Strikeouts up, home runs, scoring down

Tuesday, May 1st 2001, 12:00 am
By: News On 6

NEW YORK (AP) _ One month after baseball started to enforce its new strike zone, strikeouts are up, while walks, home runs, batting average and ERA are all down.

This is what baseball Commissioner Bud Selig envisioned when he demanded that umpires move the strike zone up and narrow it.

Still, the new strike zone has not done much to speed up games, as baseball had hoped. Through Sunday, the average time of a nine-inning game was 2 hours, 54 minutes, a decrease of only three minutes from last season.

For 20 years, the strike zone had gotten lower and wider because umpires were ignoring the definition that had been in the rule book for more than a century. This season, Selig ordered umpires to go by the book.

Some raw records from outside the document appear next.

PR #7443, opened 2025-03-17
[8.18] Update OTel components to v0.120.x

swiatekm:
## What does this PR do?

Updates Otel components to 0.120.x. It uses a forked version of prometheus receiver with the prometheus dependency bump reverted, just like https://github.com/elastic/elastic-agent/pull/7411.

It also updates the mage target for generating the otel readme to handle replace directives and pseudo versions correctly.

## Why is it important?

We want these changes in 8.18.0, as they contain important fixes to elasticsearch exporter, but we don't want to remove beats receivers to resolve the dependency conflict between Prometheus packages.

## Checklist

- [x] I have read and understood the [pull request guidelines](https://github.com/elastic/elastic-agent/blob/main/CONTRIBUTING.md#pull-request-guidelines) of this project.
- [x] My code follows the style guidelines of this project
- [x] I have commented my code, particularly in hard-to-understand areas
- [x] I have made corresponding changes to the documentation
- [x] I have added an entry in `./changelog/fragments` using the [changelog tool](https://github.com/elastic/elastic-agent#changelog)

## Related issues

- https://github.com/elastic/elastic-agent/pull/7411
- https://github.com/elastic/elastic-agent/pull/6912

PR #7456, opened 2025-03-18
Support replace directives in otel readme mage command

swiatekm:
## What does this PR do?

Makes the `otel:readme` mage command support replace directives. It now also supports pseudo-versions that Go uses for commit hashes in go.mod.

The implementation now actually parses the go.mod file using x/mod.

## Why is it important?

In order to resolve a dependency conflict between beats and otel 0.120.x, we're going to use our own fork of prometheusreceiver. See https://github.com/elastic/elastic-agent/pull/7443 for this change made in the 8.18 branch.

## Checklist

### DIFF
--- a/magefile.go
+++ b/magefile.go
@@ -33,6 +33,9 @@ import (
 	"sync/atomic"
 	"time"
 
+	"golang.org/x/mod/modfile"
+	"golang.org/x/mod/module"
+
 	"github.com/jedib0t/go-pretty/v6/table"
 	"github.com/otiai10/copy"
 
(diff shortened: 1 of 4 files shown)


magefile.go
```diff
@@ -3324,6 +3329,14 @@ func getOtelDependencies() (*otelDependencies, error) {
 		sort.Slice(list, func(i, j int) bool { return list[i].Name < list[j].Name })
 	}
 
+	// take care of replaces
+	for _, rep := range modFile.Replace {
```
cmacknz, line 3333: This looks correct, but since there are no replaces in the go.mod on main there's no proof it works. This feels like it shouldn't be too horrible to unit test, with a reference go.mod file. Are you able to add a simple test for at least the replace case?

Probably this entire set of functions should move into a sub-package of dev-tools to enable doing this.

andrzej-stencel (approved):

magefile.go
cmacknz: Thank you! LGTM

PR #7483, opened 2025-03-20
Update golangci-lint.yml

ismisepaul:
Pinning action to a full length commit SHA [see](https://docs.github.com/en/actions/security-for-github-actions/security-guides/security-hardening-for-github-actions#using-third-party-actions)


v1v (approved):
Thanks Paul! 

After joining forces with ingest, we actually need to revisit where we are at with the pinned actions. Thanks again

PR #7486, opened 2025-03-20
Skip FIPS components when packaging elastic-agent from a Manifest

pchila:
## What does this PR do?

ChecksumsWithManifest function assumes that all (actually only one) packages matching a component binary name prefix and the target platform are downloaded and available but since -fips packages are available in manifests this is no longer true (see endpoint-security-fips-9.1.0-SNAPSHOT-linux-x86_64.tar.gz and endpoint-security-9.1.0-SNAPSHOT-linux-x86_64.tar.gz which are both present in recent manifest versions).

This is a short term hack to avoid breaking elastic-agent packaging now that -fips package variants are available by skipping them.

## Why is it important?

To be able to generate elastic-agent packages again

## Checklist

- ~~[ ] I have read and understood the [pull request guidelines](https://github.com/elastic/elastic-agent/blob/main/CONTRIBUTING.md#pull-request-guidelines) of this project.~~

## Related issues

-

## Questions to ask yourself

- ...

### DIFF
--- a/dev-tools/mage/checksums.go
+++ b/dev-tools/mage/checksums.go
@@ -110,7 +110,11 @@ func ChecksumsWithManifest(requiredPackage string, versionedFlatPath string, ver
 				// Iterate over the external binaries that we care about for packaging agent
 				for _, spec := range manifest.ExpectedBinaries {
 					// If the individual package doesn't match the expected prefix, then continue
-					if !strings.HasPrefix(pkgName, spec.BinaryName) {
+					// FIXME temporarily skip fips packages until elastic-agent FIPS is in place
+					if !strings.HasPrefix(pkgName, spec.BinaryName) || strings.Contains(pkgName, "-fips-") {
+						if mg.Verbose() {
+							log.Printf(">>>>>>> Package [%s] skipped", pkgName)
+						}
 						continue
 					}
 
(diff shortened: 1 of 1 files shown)


dwhyrock (approved):

pchila:
> What is the underlying issue?
> 
> As of yesterday, Endpoint is publishing the FIPS artifacts with Release Manager: https://artifacts-snapshot.elastic.co/endpoint-dev/9.1.0-6ed2da2c/summary-9.1.0-SNAPSHOT.html
> 
> Is the Agent Packaging step reading the manifest but not downloading the `-fips` endpoint artifact?

The underlying issue is in these checks
https://github.com/elastic/elastic-agent/blob/931134f3fca32305d002d1042bfc296cc5f9c36b/dev-tools/mage/checksums.go#L113

https://github.com/elastic/elastic-agent/blob/931134f3fca32305d002d1042bfc296cc5f9c36b/dev-tools/mage/checksums.go#L200

that will match ` endpoint-security-fips-9.1.0-SNAPSHOT-linux-x86_64.tar.gz` (even though it's **not** been downloaded from the manifest) and try to copy files from a non-existing directory. Since the copy obviously fails, the mage target panics and aborts the packaging.

The issue here is that in those 2 location the manifest is scanned (twice) and it makes the assumption that anything having the right prefix has been downloaded, even when it hasn't

pkoutsovasilis (commented):
code changes LGTM waiting for the CI to get green, although `Extended runtime leak tests` continues to be in a bad mood

ebeahan (approved):
LGTM.

Will force merge due to an unrelated, ongoing CI issue with the extended runtime leak testing.

simitt:
@pchila could you create a follow up card to remove this temporary solution again once possible.

pchila:
> @pchila could you create a follow up card to remove this temporary solution again once possible.

Created https://github.com/elastic/elastic-agent/issues/7610 to track the removal of this hack

Issue #7506, opened 2025-03-21
[bug] Ensure generated User passwords comply with Windows password policy


pkoutsovasilis:
We are seeing failures in CI, for example in this [build](https://buildkite.com/elastic/elastic-agent-extended-testing/builds/2084#01917ae9-918f-414b-b9d5-a80b523129b4/102-821):

```
| [==  ] Failed to install service  [3s] Error uninstalling. Printing logs
| Error: error installing package: error getting service installation options: failed to set user elastic-agent-user password for service: call to NetUserSetInfo failed: status=2245 error=4294967295
| For help, please see our troubleshooting guide at https://www.elastic.co/guide/en/fleet/9.0/fleet-troubleshooting.html
```

The root cause translates to:
```
The password is shorter than required. (The password could also be too long, be too recent in its change history, not have enough unique characters, or not meet another password policy requirement.)
```

We need to update the password generation logic to ensure it consistently meets Windows password policy constraints.

PR #7507, opened 2025-03-21
[bug] rework Windows user password generation to match security constraints

pkoutsovasilis:
## What does this PR do?

This PR improves the password generation logic used when installing the Elastic Agent on Windows by reducing the likelihood of generating invalid passwords that violate Windows security policies.

The new implementation introduces:
- Passwords are now generated with a random length between 32 and 64 characters to avoid fixed-length assumptions.
- At least one character from each required category (uppercase, lowercase, digit, special) is guaranteed to be included.
- Consecutive duplicate characters are avoided, further improving compliance with stricter policy checks.

## Why is it important?

This PR can't completely eliminate the possibility of a password policy mismatch, since policies can vary per machine/domain and user configuration. However, it greatly reduces the chance of generating an invalid password by aligning more closely with the Windows password requirements.

## Checklist

## Disruptive User Impact

None expected. The password generation change is internal to the installation process on Windows systems and should only improve robustness.

- Run `mage unitTest` to validate that passwords generated over many iterations conform to the policy constraints.

## Related issues

- Closes https://github.com/elastic/elastic-agent/issues/7506

## Questions to ask yourself

- ...


pkoutsovasilis:
gonna request a review also from @blakerouse as he is familiar with Windows intricacies 🙂

internal/pkg/agent/install/user_windows.go
```diff
@@ -20,7 +19,16 @@ import (
 )
 
 const (
-	passwordLength = 127 // maximum length allowed by Windows
+	// Reference: https://learn.microsoft.com/en-us/windows/security/threat-protection/security-policy-settings/password-must-meet-complexity-requirements
+	passwordMinLength = 32 // Minimum length for better security
+	passwordMaxLength = 64 // Upper limit to avoid policy issues
```
leehinman, line 24: Do you have a reference for what issues could happen with too long of a password?  That would be a nice breadcrumb for our future selves if we have to change this.

internal/pkg/agent/install/user_windows.go
```diff
@@ -238,19 +246,81 @@ func SetUserPassword(name string, password string) error {
...
-		n, err := rand.Int(rand.Reader, maxN)
+	// Generate a random length within the allowed range
+	length, err := rand.Int(rand.Reader, big.NewInt(passwordMaxLength-passwordMinLength+1))
+	if err != nil {
+		return "", fmt.Errorf("failed to generate random length: %w", err)
+	}
+	passwordLength := int(length.Int64()) + passwordMinLength
+	password := make([]rune, passwordLength)
+
+	// Ensure Windows password constraints are met by guaranteeing at least one character from each category
```
leehinman, line 259: On the one hand I like that this is guaranteed to produce a candidate
password that has one of each class, without adjacent duplicates.  On
the other, when we inevitably need to expand the conditions, it is
going to require a bit of thought.

What if we switched to a for loop that generated a random password and
then we tested that password for our requirements?  We can break when
we find one that meets all of them.

We know from experience that the random password usually meets the
requirements, so we would only go through the loop a few times.  The
checks for the conditions would be easy to write and would be easy to
write both positive and negative unit tests.  And when another check
needs to be added (like can't be similar to username, or 2 upper case,
must contain emoji, etc).  It just becomes another check that we write
and it will be independent of the existing ones.

What do you think?

pkoutsovasilis: Thanks for the feedback, Lee 🙂 

I get where you’re coming from but if we were to follow the check-retry paradigm, we could just rely on an error from NetUserSetInfo and retry there, rather than implementing our own local validation checks. This would achieve the same goal with less code complexity.

The main reason I prefer the direct password fabrication approach is that, mathematically, a check function is essentially the reverse of the password generation function. Given this equivalence, it makes more sense to optimise the generation itself to maximise the probability of producing a valid password upfront rather than generating arbitrarily and filtering afterward, which maintains the same probability.

To fully understand, do you find the current approach to be overly complicated? If so, I am more than happy to discuss specific parts that could be simplified further. Let me know what you think

internal/pkg/agent/install/user_windows.go
blakerouse: Why the 64 cap? Windows GUI allows up to 127 character length and AD allows 256 characters.

internal/pkg/agent/install/user_windows.go
blakerouse: I am actually okay with the implementation and think its relatively easy to follow. It is commented very well.

internal/pkg/agent/install/user_windows_test.go
```diff
@@ -0,0 +1,65 @@
...
+
+		for _, char := range password {
+			switch {
+			case strings.ContainsRune(passwordCharsLower, char):
+				hasLower = true
+			case strings.ContainsRune(passwordCharsUpper, char):
+				hasUpper = true
+			case strings.ContainsRune(passwordCharsDigits, char):
+				hasDigit = true
+			case strings.ContainsRune(passwordCharsSpecial, char):
```
leehinman, line 42: Can you add a check that the password doesn't contain the zero value of a rune?  If for some reason we got the record keeping wrong in the `filledPositions` map we could end up with a zero value in the password.  The length check won't catch this.  This might result in the zero value for the rune being turned into a NULL character in the Win32 call, but even if it doesn't we should still catch it.

internal/pkg/agent/install/user_windows_test.go
```diff
@@ -0,0 +1,65 @@
...
+				hasSpecial = true
+			default:
+				t.Fatalf("password %q contains an invalid character %q", password, string(char))
+			}
+		}
+
+		if !hasLower || !hasUpper || !hasDigit || !hasSpecial {
+			t.Fatalf("password %q does not contain all required character categories", password)
```
leehinman, line 50: Can you add the values for `hasLower`, `hasUpper`, `hasDigit`, and `hasSpecial` to the error.  If it ever does fail it will make it easier on the person looking at the CI failure.

leehinman (changes requested):

internal/pkg/agent/install/user_windows.go
leehinman: These were "comments" not "blockers", so no big deal if you want to keep what is in the PR currently.

>  if we were to follow the check-retry paradigm, we could just rely on an error from NetUserSetInfo and retry there, rather than implementing our own local validation checks

That made me think of the fact that we don't really know what the password policy is.  That is something that can be changed by the local admin.  So it is possible that even with the checks you have, we could fail setting the password.  What is our fallback if that happens?

cmacknz: If the user has changed the default, at that point we could let the user generate the password. Presumably they have a way to do that if they tweaked the rules.

Otherwise we would have to let users customize the password generation rules, not sure we want to get into doing that.

pkoutsovasilis: According to the [Microsoft documentation on password complexity requirements](https://learn.microsoft.com/en-us/windows/security/threat-protection/security-policy-settings/password-must-meet-complexity-requirements), Windows enforces a fixed set of checks when the policy is enabled—specifically: inclusion of upper/lowercase letters, digits, and special characters, etc.. The logic in this PR ensures that we always meet those predefined criteria.

If a system administrator wants to enforce additional custom password rules (e.g., disallowing certain substrings, requiring emoji, etc.), they need to supply a custom `Passfilt.dll` to implement those checks. In those cases, I had assumed the recommended approach would be for them to use the `--password` CLI argument to provide a password of their own that meets the organization’s custom rules.

Given that, I’m not sure this PR needs to implement any additional fallbacks. But maybe I’m missing a scenario—happy to hear thoughts if there’s a corner case we should be handling more explicitly!

blakerouse (approved):
Thanks for updating the password max length and thanks for working on this change!

pkoutsovasilis:
@leehinman since you requested changes would you mind having another look with the latest commits here? 🙂

leehinman (approved):

PR #7521, opened 2025-03-21
Followup to #6638: Added more integration tests and logging

### LINKED ISSUE #7478: Follow up tweaks to RPM and DEB flavor support
This is a follow up to https://github.com/elastic/elastic-agent/pull/6638 now that the feature has landed.

1. The DEB upgrade integration test needs to be updated to confirm that the installation flavor is preserved regardless of the ELASTIC_AGENT_FLAVOR environment variables value. https://github.com/elastic/elastic-agent/blob/5d4b00ecc2e721733b059dc112a1ff2185d4431f/testing/integration/linux_deb_test.go#L251
2. The RPM upgrade integration test needs to be updated to confirm that the installation flavor is preserved regardless of the ELASTIC_AGENT_FLAVOR environment variables value. https://github.com/elastic/elastic-agent/blob/5d4b00ecc2e721733b059dc112a1ff2185d4431f/testing/integration/linux_rpm_test.go#L251
3. The block that determines the flavor at installation time needs to log which flavor it is going to install. The log message must show up in the output of the package installation command https://github.com/elastic/elastic-agent/blob/5d4b00ecc2e721733b059dc112a1ff2185d4431f/dev-tools/packaging/templates/linux/preinstall.sh.tmpl#L51-L60

michalpristas:
Followup for #6638 Added more integration tests and logging

Integration tests are testing :
- Pre 9.0 to current upgrade: flavor is not applied
- 9.0 to current: flavor is respected

Closes #7478


michalpristas:
version pinning making this fail. need to figureout workaround fo now

testing/integration/linux_deb_test.go
```diff
@@ -187,12 +188,41 @@ func TestDebFleetUpgrade(t *testing.T) {
...
+	for _, tc := range testCases {
+		if !tc.upgradeFromVersion.Less(*currentVersion) {
+			// allow only upgrades to higher versions
+			continue
+		}
+
+		t.Run(fmt.Sprintf("Upgrade DEB from %s - %q", tc.upgradeFromVersion.String(), tc.name), func(t *testing.T) {
+			t.Cleanup(func() {
+				// cleanup after ourselves
+				_ = os.Remove("/var/lib/elastic-agent/.flavor")
```
blakerouse, line 214: Does `apt-get remove --purge` not remove this file?

cmacknz: `--purge` does but a plain` --remove` doesn't, are we using remove instead?

testing/integration/linux_deb_test.go
```diff
@@ -187,12 +188,41 @@ func TestDebFleetUpgrade(t *testing.T) {
...
 
+	testCases := []struct {
+		name               string
+		upgradeFromVersion *version.ParsedSemVer
+		installingServers  bool
+		expectingServers   bool
+	}{
+		{"legacy installation", version.NewParsedSemVer(8, 17, 3, "", ""), false, true},      // in case of legacy we don't apply flavor, expecting all to be preserved
+		{"9.0 snapshot with basic flavor", upgradetest.Version_9_0_0_SNAPSHOT, false, false}, // TODO: replace with PreviousMinor once 9.1 is released
+		{"9.0 snapshot with basic flavor", upgradetest.Version_9_0_0_SNAPSHOT, true, true},   // TODO: replace with PreviousMinor once 9.1 is released
```
cmacknz, line 199: The test name here is the same as the one above.

testing/integration/linux_rpm_test.go
```diff
@@ -187,12 +188,41 @@ func TestRpmFleetUpgrade(t *testing.T) {
...
 
+	testCases := []struct {
+		name               string
+		upgradeFromVersion *version.ParsedSemVer
+		installingServers  bool
+		expectingServers   bool
+	}{
+		{"legacy installation", version.NewParsedSemVer(8, 17, 3, "", ""), false, true},      // in case of legacy we don't apply flavor, expecting all to be preserved
+		{"9.0 snapshot with basic flavor", upgradetest.Version_9_0_0_SNAPSHOT, false, false}, // TODO: replace with PreviousMinor once 9.1 is released
+		{"9.0 snapshot with basic flavor", upgradetest.Version_9_0_0_SNAPSHOT, true, true},   // TODO: replace with PreviousMinor once 9.1 is released
```
cmacknz, line 199: Same as deb, test name for servers is copy/pasted from basic.

testing/integration/linux_deb_test.go
michalpristas: we are using remove to keep state on upgrade right

michalpristas: i added this mostly because when i ran tests on a same machine over again and it failed for some reason sometimes it left flavor but agent was not installed (because of failure) and next run was affected.

cmacknz: At the end of a test we should be able to use `--purge` to get rid of everything shouldn't we?

leehinman: > At the end of a test we should be able to use `--purge` to get rid of everything shouldn't we?

If `--purge` isn't removing everything than that is a bug and we need to fix it.

```
 -P, --purge package...|-a|--pending
           Purge an installed or already removed package. This removes
	   everything, including conffiles, and anything else cleaned
	   up from postrm. If -a or --pending is given instead of a
	   package name, then all packages unpacked or removed, but
	   marked to be purged in file /var/lib/dpkg/status, are purged.

           Note: Some configuration files might be unknown to dpkg
           because they are created and handled separately through
	   the configuration scripts. In that case, dpkg won't remove
	   them by itself, but the package's postrm script (which is
	   called by dpkg), has to take care of their removal during
	   purge. Of course, this only applies to files in system
	   directories, not configuration files written to individual
	   users' home directories.
```

cmacknz: It does, I've tried it, most likely we just are using --purge.

michalpristas: does it remove flavor as well? because we don't specify this in any config so dpkg should not have a notion of it. if it does, it's probably side effect of a dir cleanup

cmacknz: Leaving this code in would allow us to break --purge without noticing, I would rather see this happen conditionally if `--purge` fails or package install fails.

blakerouse: Yeah I agree, I would rather not see this code in the test. Feels like its covering up something that could be broken.

testing/integration/linux_rpm_test.go
```diff
@@ -187,12 +180,37 @@ func TestRpmFleetUpgrade(t *testing.T) {
...
+	currentVersion, err := version.ParseVersion(define.Version())
+	require.NoError(t, err)
+
+	for _, tc := range testCases {
+		if !tc.upgradeFromVersion.Less(*currentVersion) {
+			// allow only upgrades to higher versions
+			continue
+		}
+
+		t.Run(fmt.Sprintf("Upgrade DEB from %s - %q", tc.upgradeFromVersion.String(), tc.name), func(t *testing.T) {
```
pchila, line 203: shouldn't this be rpm ?
```suggestion
		t.Run(fmt.Sprintf("Upgrade RPM from %s - %q", tc.upgradeFromVersion.String(), tc.name), func(t *testing.T) {
```

pkg/testing/fixture.go
```diff
@@ -1241,19 +1246,28 @@ func getCacheDir(caller string, name string) (string, error) {
 }
 
 // FindComponentsDir identifies the directory that holds the components.
-func FindComponentsDir(dir string) (string, error) {
+func FindComponentsDir(dir, version string) (string, error) {
```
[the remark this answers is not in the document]
michalpristas: version is needed just for upgrade scenarios so this should be fine right

leehinman (approved):

testing/integration/linux_deb_test.go
```diff
@@ -187,12 +180,37 @@ func TestDebFleetUpgrade(t *testing.T) {
...
 	})
 
+	testCases := []struct {
+		name               string
+		upgradeFromVersion *version.ParsedSemVer
+		installingServers  bool
+		expectingServers   bool
+	}{
+		{"legacy installation", version.NewParsedSemVer(8, 17, 3, "", ""), false, true},      // in case of legacy we don't apply flavor, expecting all to be preserved
+		{"9.0 snapshot with basic flavor", upgradetest.Version_9_0_0_SNAPSHOT, false, false}, // TODO: replace with PreviousMinor once 9.1 is released
```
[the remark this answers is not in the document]
michalpristas: issue here: https://github.com/elastic/elastic-agent/issues/7636

cmacknz (approved):
Thanks for following up with this!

On average, there were 2.34 home runs per game in April, down 8.6 percent from the record of 2.54 in the first month of last season, according to the Elias Sports Bureau, baseball's statistician. However, the 2001 average is still 5.4 percent above the 1999 average of 2.22.

Walks in April decreased 13.3 percent, from 7.82 per game to 6.78. And strikeouts increased 5.4 percent, from 12.91 to 13.61.

David Justice, a designated hitter with the New York Yankees, struck out four times in a game against the Boston Red Sox before hitting a game-winning home run. After 11 years in the majors, he was trying to adjust to the new strike zone.

``That's not easy,'' he said. ``As soon as you see a ball's high, you swing. If you don't approach it right, you pop up.''

Year-to-year statistical comparisons have become more difficult because of the opening in recent years of new ballparks with different _ and usually smaller and more hitter-friendly _ dimensions.

Whatever the factors, offense is down this year, with batting average dropping 3.7 percent (.270 to .260), runs falling 10.6 percent (10.75 per game to 9.61) and hits decreasing 4.4 percent (18.56 to 1.774).

Among power categories, doubles dropped 9.1 percent (3.81 per game to 3.46) and triples fell 7.3 percent (0.41 to 0.38).

Pitchers have been the beneficiaries, with the major league ERA falling 9.5 percent, from 4.93 to 4.46.